United has disclosed that it has contributed $127 million to its four pension funds this year. It must still contribute $598 million, some by July 15 and the rest by Oct. 15. A United spokeswoman declined to specify what portion applied to each plan, or to provide up-to-date information about the plans' financial strength.
Despite the sums at stake, the airline is not required to disclose current, detailed information about its pension funds. No company is. Some pension data must be disclosed in financial reports, but companies with several funds, like United, usually provide aggregate figures.
More detail on individual plans can be found in the annual reports filed with the Labor Department. But the filing deadline is seven months after the close of the year, and companies are given ample extensions, so the information is out of date - particularly in rapidly changing situations.
United's most recent pension reports are dated Dec. 31, 2002. Since then, the stock market has turned up, some plans have been reduced, and Congress has relaxed the pension-funding rules. But the numbers offer a rough sense of how the termination of any one pension plan might affect United's finances and workers' benefits.
Not only has the pilots' plan promised the most benefits, but it has promised them to the smallest number of people, meaning very rich individual benefits are at stake. As of December 2002, about 500 active pilots had worked enough years to earn pensions of more than $100,000 a year. Sixty-four of them had earned pensions of $150,000 a year.
If United defaulted on that plan, the pilots at these levels could experience big losses. Government insurance generally covers a maximum of $44,386 a year. People who have already retired when a plan fails can sometimes get more, depending on the amount in the plan. But those too young to retire are often out of luck. Those who have tried to recover their losses in court, like the pilots of Pan Am, have found that the pension agency is a tireless litigator.
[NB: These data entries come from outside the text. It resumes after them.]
PR #3144, opened 2023-02-02
s3: add presigned URL for uploading

gsweetwood:
## Problem
Users can generate a GET presigned URL but not for uploading.
## Solution
Refactor the PresignedUrlWizard and add the ability to generate a presigned PUT URL.

## License

### DIFF
--- a/src/s3/commands/presignedURL.ts
+++ b/src/s3/commands/presignedURL.ts
@@ -3,7 +3,9 @@
  * SPDX-License-Identifier: Apache-2.0
  */
 
-import { SignedUrlRequest } from '../../shared/clients/s3Client'
+import * as vscode from 'vscode'
+
+import { DefaultS3Client, SignedUrlRequest } from '../../shared/clients/s3Client'
 import { Env } from '../../shared/vscode/env'
 import { copyToClipboard } from '../../shared/utilities/messages'
 import { S3FileNode } from '../explorer/s3FileNode'
@@ -12,23 +14,29 @@ import { localize } from '../../shared/utilities/vsCodeUtils'
 import { invalidNumberWarning } from '../../shared/localizedText'
 import { telemetry } from '../../shared/telemetry/telemetry'
 import { ToolkitError } from '../../shared/errors'
+import { Wizard } from '../../shared/wizards/wizard'
+import { createQuickPick, DataQuickPickItem } from '../../shared/ui/pickerPrompter'
+import { createCommonButtons } from '../../shared/ui/buttons'
+import { createInputBox } from '../../shared/ui/inputPrompter'
+import { createRegionPrompter } from '../../shared/ui/common/region'
+import { getLogger } from '../../shared/logger'
 
 export async function presignedURLCommand(
-    node: S3FileNode,
+    node?: S3FileNode,
     window = Window.vscode(),
     env = Env.vscode()
 ): Promise<void> {
     await telemetry.s3_copyUrl.run(async span => {
         span.record({ presigned: true })
 
-        const validTime = await promptTime(node.file.key, window)
-        const s3Client = node.s3
-        const request: SignedUrlRequest = {
-            bucketName: node.bucket.name,
-            key: node.file.key,
-            time: validTime * 60,
-            operation: 'getObject',
+        const response = await new PresignedUrlWizard(node).run()
+        if (!response) {
+            getLogger().debug('s3: PresignedUrlWizard returned undefined. User cancelled.')
+            return
         }
+
+        const request = response.signedUrlParams
+        const s3Client = node ? node.s3 : new DefaultS3Client(response.region)
 
         const url = await s3Client.getSignedUrl(request).catch(e => {
             throw ToolkitError.chain(
@@ -38,6 +46,7 @@ export async function presignedURLCommand(
         })
 
         await copyToClipboard(url, 'URL', window, env)
+        vscode.window.showInformationMessage(`A presigned URL has been copied to your clipboard`)
     })
 }
 
@@ -70,4 +79,105 @@ function validateTime(time: string): string | undefined {
     }
 
     return undefined
+}
+
+export interface PresignedUrlWizardState {
+    region: string
+    signedUrlParams: SignedUrlRequest
+}
+
+export class PresignedUrlWizard extends Wizard<PresignedUrlWizardState> {
+    constructor(node?: S3FileNode) {
+        super()
+        // region, for CP
+        if (node) {
+            this.form.region.setDefault(node.bucket.region)
+        } else {
+            this.form.region.bindPrompter(() => createRegionPrompter().transform(region => region.id))
+        }
+        // GET or PUT
+        this.form.signedUrlParams.operation.bindPrompter(() => createOperationPrompter())
+        // CP path, bucket next
+        if (node) {
+            this.form.signedUrlParams.bucketName.setDefault(node.bucket.name)
+        } else {
+            // ????????????? How should I do this ??  region is string | undefined for some reason
+            this.form.signedUrlParams.bucketName.bindPrompter(({ region }) => createBucketPrompter(region))
+        }
+
+        // CP path, GET needs a file
+        if (node) {
+            this.form.signedUrlParams.key.setDefault(node.file.key)
+        } else {
+            this.form.signedUrlParams.key.setDefault(Math.ceil(Math.random() * 10 ** 10).toString())
+            this.form.signedUrlParams.key.bindPrompter(
+                ({ region, signedUrlParams }) => createS3FilePrompter(region, signedUrlParams?.bucketName),
+                { showWhen: state => state.signedUrlParams?.operation === 'getObject' }
+            )
+        }
+
+        this.form.signedUrlParams.time.bindPrompter(() => createExpiryPrompter().transform(s => Number(s) * 60))
+    }
+}
+
+function createOperationPrompter() {
+    const items: DataQuickPickItem<string>[] = [
+        { label: 'Download (GET)', data: 'getObject' },
+        { label: 'Upload (PUT)', data: 'putObject' },
+    ]
+
+    return createQuickPick(items, { title: 'Presigned URL: Choose an operation', buttons: createCommonButtons() })
+}
+
+function createExpiryPrompter() {
+    return createInputBox({
+        value: '15',
+        prompt: 'Specify the expiry time (minutes) for the URL',
+        placeholder: 'Defaults to 15 minutes',
+        validateInput: validateTime,
+        buttons: createCommonButtons(),
+    })
+}
+
+function createBucketPrompter(region: string | undefined) {
+    // THIS IS JUST TO AVOID ERRORS, FIND OUT HOW TO GET REGION FROM PREVIOUS RESPONSE
+    if (!region) {
+        region = 'us-west-2'
+    }
+    const client = new DefaultS3Client(region)
+    const items = client.listBucketsIterable().map(b => [
+        {
+            label: b.Name,
+            data: b.Name,
+        },
+    ])
+
+    return createQuickPick(items, { title: 'Select an S3 Bucket', buttons: createCommonButtons() })
+}
+
+function createS3FilePrompter(region: string | undefined, bucket: string | undefined) {
+    // hack until I can guarantee arguments
+    if (!region) {
+        region = 'us-west-2'
+    }
+    if (!bucket) {
+        bucket = 'gsweet-temp'
+    }
+    const items = getS3Files(region, bucket)
+    return createQuickPick(items, {
+        title: 'Choose the file for the presigned URL',
+        buttons: createCommonButtons(),
+    })
+}
+
+async function getS3Files(region: string, bucket: string) {
+    const client = new DefaultS3Client(region)
+    const files = (await client.listFiles({ bucketName: bucket })).files
+    const items: DataQuickPickItem<string>[] = files.map(f => {
+        return {
+            label: f.name,
+            data: f.key,
+        }
+    })
+    return items
 }


src/test/lambda/wizards/presignedUrlWizard.test.ts
```diff
@@ -0,0 +1,55 @@
+/*!
```
justinmk3, line 1: why does this file live in `src/test/lambda/wizards/` but it's testing `src/s3/` ? should this test file live in `src/test/s3` ?

src/s3/commands/presignedURL.ts
```diff
@@ -3,33 +3,40 @@
...
-        const validTime = await promptTime(node.file.key, window)
-        const s3Client = node.s3
-        const request: SignedUrlRequest = {
-            bucketName: node.bucket.name,
-            key: node.file.key,
-            time: validTime * 60,
-            operation: 'getObject',
+        const response = await new PresignedUrlWizard(node).run()
+        if (!response) {
+            getLogger().debug('s3: PresignedUrlWizard returned undefined. User cancelled.')
```
justinmk3, line 33: it's good to log stuff like this, but I think the wizard framework already do so. Can you confirm?

src/s3/commands/presignedURL.ts
```diff
@@ -38,36 +45,124 @@ export async function presignedURLCommand(
         })
 
         await copyToClipboard(url, 'URL', window, env)
+        vscode.window.showInformationMessage(`A presigned URL has been copied to your clipboard`)
```
justinmk3, line 48: If we are concerned that the statusbar message isn't visible enough, let's address that in `copyToClipboard()` rather than special-case the Preseigned URL feature. And then we would probably want a "Don't show again" button if we go in that direction.

To keep this PR in scope, consider creating a backlog item for that and drop this info message for now.

src/s3/commands/presignedURL.ts
JadenSimon: The wizard won't log but the top-level command will if it catches certain exceptions. `CancellationError` didn't exist when the wizard code was written but it should probably be updated to throw instead of returning `undefined`.

src/s3/commands/presignedURL.ts
```diff
@@ -3,33 +3,40 @@
...
-        const s3Client = node.s3
-        const request: SignedUrlRequest = {
-            bucketName: node.bucket.name,
-            key: node.file.key,
-            time: validTime * 60,
-            operation: 'getObject',
+        const response = await new PresignedUrlWizard(node).run()
+        if (!response) {
+            getLogger().debug('s3: PresignedUrlWizard returned undefined. User cancelled.')
+            return
```
JadenSimon, line 34:
```suggestion
            throw new CancellationError('user')
```

src/test/lambda/wizards/presignedUrlWizard.test.ts
```diff
@@ -0,0 +1,55 @@
...
+        beforeEach(function () {
+            tester = createWizardTester(
+                new PresignedUrlWizard({
+                    bucket: { name: 'mr bucket', region: 'outer space' },
+                    file: { key: 'key' },
+                } as S3FileNode)
+            )
+        })
+
+        it('GET url - show operation and time', function () {
```
JadenSimon, line 37: nit: test titles should be written with the expected behavior/result at the start. Either place qualifiers at the end of the title or create a separate describe block.

src/s3/commands/presignedURL.ts
```diff
@@ -38,36 +45,124 @@ export async function presignedURLCommand(
...
+        })
+        this.form.region.bindPrompter(() => createRegionPrompter().transform(region => region.id))
+        this.form.signedUrlParams.operation.bindPrompter(() => createOperationPrompter())
+        this.form.signedUrlParams.bucketName.bindPrompter(({ region }) =>
+            createBucketPrompter(assertDefined(region, 'region'))
+        )
+
+        if (node) {
+            this.form.signedUrlParams.key.setDefault(node.file.key)
+            this.form.signedUrlParams.key.bindPrompter(
```
justinmk3, line 83: almost identical to the `else` case below. can we avoid the redundant code?

src/test/lambda/wizards/presignedUrlWizard.test.ts
```diff
@@ -0,0 +1,55 @@
...
+            tester.region.assertDoesNotShow()
+            tester.signedUrlParams.bucketName.assertDoesNotShow()
+            tester.signedUrlParams.key.assertDoesNotShow()
+
```
JadenSimon, line 41: This could be its own test, something like "skips key prompt and uses node's file key if available":
```suggestion
            tester.signedUrlParams.key.assertDoesNotShow()
            tester.signedUrlParams.key.assertValue('key')
```

src/s3/commands/presignedURL.ts
```diff
@@ -38,36 +45,124 @@ export async function presignedURLCommand(
...
+                    assertDefined(signedUrlParams?.operation, 'operation')
+                )
+            )
+        }
 
-    const time = Number(timeStr)
+        this.form.signedUrlParams.time.bindPrompter(() => createExpiryPrompter().transform(s => Number(s) * 60))
 
-    if (isNaN(time) || time < 0) {
-        throw new ToolkitError('The provided expiration time is not a positive number', { code: 'InvalidInput' })
```
justinmk3, line 59: old code raised `ToolkitError... code:InvalidInput`. What does the new code raise? Can this affect telemetry and possibly control flow ?

src/s3/commands/presignedURL.ts
```diff
@@ -38,36 +45,124 @@ export async function presignedURLCommand(
...
+            this.form.signedUrlParams.key.setDefault(node.file.key)
+            this.form.signedUrlParams.key.bindPrompter(
+                ({ region, signedUrlParams }) =>
+                    createS3FilePrompter(
+                        assertDefined(region, 'region'),
+                        assertDefined(signedUrlParams?.bucketName, 'bucketName'),
+                        assertDefined(signedUrlParams?.operation, 'operation')
+                    ),
+                { showWhen: state => state.signedUrlParams?.operation === 'putObject' }
+            )
```
JadenSimon, line 91: Not sure if this is the behavior we want. If the user explicitly selects a file node I would assume that they want a pre-signed URL for _that_ destination right?

src/s3/commands/presignedURL.ts
```diff
@@ -38,36 +45,124 @@ export async function presignedURLCommand(
...
+    region: string
+    signedUrlParams: SignedUrlRequest
+}
+
+export class PresignedUrlWizard extends Wizard<PresignedUrlWizardState> {
+    constructor(node?: S3FileNode) {
+        super({
+            initState: {
+                region: node?.bucket.region,
+                signedUrlParams: node ? ({ bucketName: node.bucket.name } as SignedUrlRequest) : undefined,
```
justinmk3, line 72: somewhere, perhaps in a `/** ... */` comment on this param, we need to explain what's going on. It's not obvious from any of the function names or anything AFAICT, that this wizard has two different behaviors that are decided by  (what?)

In the future, try to anticipate the perspective of other developers, this kind of question they will ask as they read the code.

src/s3/commands/presignedURL.ts
```diff
@@ -38,36 +45,124 @@ export async function presignedURLCommand(
...
+function createBucketPrompter(region: string) {
+    const client = new DefaultS3Client(region)
+    const items = client.listBucketsIterable().map(b => [
+        {
+            label: b.Name,
+            data: b.Name,
+        },
+    ])
+
+    return createQuickPick(items, { title: 'Select an S3 Bucket', buttons: createCommonButtons() })
```
justinmk3, line 141: should default to recently-used bucket. some sample code is here: https://github.com/aws/aws-toolkit-vscode/blob/e5f813fb84c7f0de5706d72acce8f1e982767588/src/shared/sam/sync.ts#L57

src/test/lambda/wizards/presignedUrlWizard.test.ts
justinmk3: Would like to encourage flat list of it() blocks where we can, rather than many nested `describe..describe..it` blocks.

src/s3/commands/presignedURL.ts
gsweetwood: Backlog item created, notification removed.

src/s3/commands/presignedURL.ts
gsweetwood: Nope, there is a validator on this prompt called `validateTime`. The user cannot progress past this prompt unless they put in a valid positive number.

src/s3/commands/presignedURL.ts
gsweetwood: For GET that is the case, but for PUT I don't know if that's what we want. It will replace that object in their bucket. They may just want to insert a new object. Asking for the key is safer in my opinion.

src/s3/commands/presignedURL.ts
gsweetwood: Finally figured out a good way to do it, so yes de-duped.

src/s3/commands/presignedURL.ts
gsweetwood: added a comment

src/test/s3/presignedUrlWizard.test.ts
```diff
@@ -0,0 +1,55 @@
...
+ */
+
+import { createWizardTester, WizardTester } from '../shared/wizards/wizardTestUtils'
+import { PresignedUrlWizard, PresignedUrlWizardState } from '../../s3/commands/presignedURL'
+import { S3FileNode } from '../../s3/explorer/s3FileNode'
+
+describe('PresignedUrlWizard', function () {
+    let tester: WizardTester<PresignedUrlWizardState>
+
+    describe('invoked from command palette', function () {
```
justinmk3, line 13: is this describe() needed (or accurate)? some of the it() tests are "from node" instead of "from command palette". Looks like we don't need this extra describe() scope

src/s3/commands/presignedURL.ts
```diff
@@ -41,33 +47,115 @@ export async function presignedURLCommand(
     })
 }
 
-export async function promptTime(fileName: string, window = Window.vscode()): Promise<number> {
-    const timeStr = await window.showInputBox({
-        value: '15',
-        prompt: localize(
-            'AWS.s3.promptTime.prompt',
-            'Specify the time (minutes) until URL will expire for path: {0}',
```
justinmk3, line 49: was this message dropped intentionally? It shows the path in the prompt:

image

src/s3/commands/presignedURL.ts
```diff
@@ -41,33 +47,115 @@ export async function presignedURLCommand(
...
-    return time
+    return createQuickPick(items, { title: 'Presigned URL: Choose an operation', buttons: createCommonButtons() })
 }
 
-function validateTime(time: string): string | undefined {
-    const number = Number(time)
+function createExpiryPrompter() {
+    return createInputBox({
+        value: '15',
+        prompt: 'Specify the expiry time (minutes) for the URL',
```
justinmk3, line 118: Specify the time (minutes) until URL will expire for path: {0}

src/s3/commands/presignedURL.ts
```diff
@@ -41,33 +47,115 @@ export async function presignedURLCommand(
...
+    if (operation === 'getObject') {
+        const items = getS3Files(region, bucket)
+        return createQuickPick(items, {
+            title: 'Choose the file for the presigned URL',
+            buttons: createCommonButtons(),
+        })
     }
+    return createInputBox({
+        title: 'Create a key',
+        buttons: createCommonButtons(),
```
justinmk3, line 147: "Create a key" is a bit obscure. This might be more intuitive (also uses the same "Specify" verb that was used for the "Specify the time..." message; using a verb like "Create" implies different semantics):

    Specify the key (S3 file path) where the upload will be saved

Also let's link to https://docs.aws.amazon.com/AmazonS3/latest/userguide/PresignedUrlUploadObject.html from the help button in this step.

src/s3/commands/presignedURL.ts
```diff
@@ -41,33 +47,115 @@ export async function presignedURLCommand(
...
+
+    return createQuickPick(items, { title: 'Select an S3 Bucket', buttons: createCommonButtons() })
+}
+
+function createS3FilePrompter(region: string, bucket: string, operation: string) {
+    if (operation === 'getObject') {
+        const items = getS3Files(region, bucket)
+        return createQuickPick(items, {
+            title: 'Choose the file for the presigned URL',
+            buttons: createCommonButtons(),
```
justinmk3, line 142: help button should link to https://docs.aws.amazon.com/AmazonS3/latest/userguide/PresignedUrlUploadObject.html 

later we can update to Toolkit-specific docs.

src/s3/commands/presignedURL.ts
```diff
@@ -41,33 +47,115 @@ export async function presignedURLCommand(
...
 
-function validateTime(time: string): string | undefined {
-    const number = Number(time)
+function createExpiryPrompter() {
+    return createInputBox({
+        value: '15',
+        prompt: 'Specify the expiry time (minutes) for the URL',
+        placeholder: 'Defaults to 15 minutes',
+        validateInput: validateTime,
+        buttons: createCommonButtons(),
```
justinmk3, line 121: help button should link to https://docs.aws.amazon.com/AmazonS3/latest/userguide/PresignedUrlUploadObject.html 

later we can update to Toolkit-specific docs.

justinmk3:
What's an example of a `curl` (or sdk call) that successfully uploads to the presigned PUT url? I tried this:

    curl -d "@README" -X POST 'https://xxx.s3.us-west-2.amazonaws.com/...'

but it returned an error:

    <Error><Code>SignatureDoesNotMatch</Code><Message>The request signature we calculated does not match the signature you provided. Check your key and signing method.</Message>

src/test/s3/presignedUrlWizard.test.ts
gsweetwood: Unintentionally left this in, it's been removed.

justinmk3:
re https://github.com/aws/aws-toolkit-vscode/pull/3144#discussion_r1100602147

> For GET that is the case, but for PUT I don't know if that's what we want. It will replace that object in their bucket. They may just want to insert a new object into that bucket. Asking for the key is safer in my opinion

- If they select "Generate PUT" on a folder then ask for a key.
- If they select "Geerate PUT" on an object then this clearly indicates to replace that object and the wizard shouldn't ask for a key.

gsweetwood:
Originally this command could only be initiated from an `S3FileNode` or the command palette. For best user experience, I added the ability to use the command from `S3BucketNode` and `S3FolderNode`.  The wizard will only show files that are direct children of the bucket/folder. The `key` is automatically assigned if called from a `S3FileNode`

src/s3/commands/presignedURL.ts
gsweetwood: This will be implemented in an upcoming change.

src/shared/clients/s3Client.ts
```diff
@@ -287,6 +287,7 @@ export class DefaultS3Client {
             Key: request.key,
             Body: request.body,
             Expires: time,
+            ContentType: 'application/octet-stream',
```
justinmk3, line 290: Are you sure this is wanted for the "GET" case? 
Should also call this out in the docstring.

gsweetwood: Updated to only set for the upload case.

src/s3/commands/presignedURL.ts
```diff
@@ -37,33 +64,135 @@ export async function presignedURLCommand(node: S3FileNode, env = Env.vscode()):
...
+        buttons: createCommonButtons(s3PresigndUrlHelpUrl),
+    })
+}
+
+function createExpiryPrompter(path: string) {
+    return createInputBox({
         value: '15',
         prompt: localize(
-            'AWS.s3.promptTime.prompt',
+            'AWS.s3.presignedURL.epiryPrompt',
```
rli, line 152:
```suggestion
            'AWS.s3.presignedURL.expiryPrompt',
```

The average United pilot was about 44 years old in 2002 and had built up a pension of just $26,000, the records show. Such pilots would probably have full insurance coverage if the plan failed. But they would miss the opportunity to accumulate the six-figure pensions that were standard in the past, and would probably not back down without a fight.
When US Airways found it had to terminate its pilots' pension plan to emerge from bankruptcy, the pilots threatened to force the airline into liquidation. US Airways countered with a very rich retirement package that fell short of a guaranteed pension plan. That satisfied US Airways' lenders, but the cost of the new benefits canceled out much of the savings from ending the old ones.
All that makes the pilots' pension plan an unappealing starting point for United to look for savings.
The mechanics' plan has some similar issues. Its benefits are much smaller than the pilots', but a significant share of them were granted in 2002. The government does not fully cover benefits granted within five years of a pension termination. So part of the mechanics' most recent raise would disappear if the plan went to the government.
"They'd lose big time," Mr. Delle-Femine said, adding that if United gave notice of a termination, the union would try to block it in court. "If they said, 'Let's sit down and negotiate this stuff,' I'd say, 'Let's see what the bankruptcy judge says first.' "
The other two plans, for flight attendants and administrative workers, might be the most vulnerable. The administrative workers, managers and ticket agents are not represented by a union. Terminating their plan would wipe some $1.7 billion in unfunded pension debt off the books. These workers tend to earn pensions safely within the government's insurance limits. The 34 longest-serving employees in this category have earned pensions averaging about $32,000 a year, the records show.
Most flight attendants would also be fully covered by the government's insurance. The most senior had salaries of a little more than $40,000 a year in 2002. Forty-two had 39 years of service, entitling them to pensions of about $36,000 a year.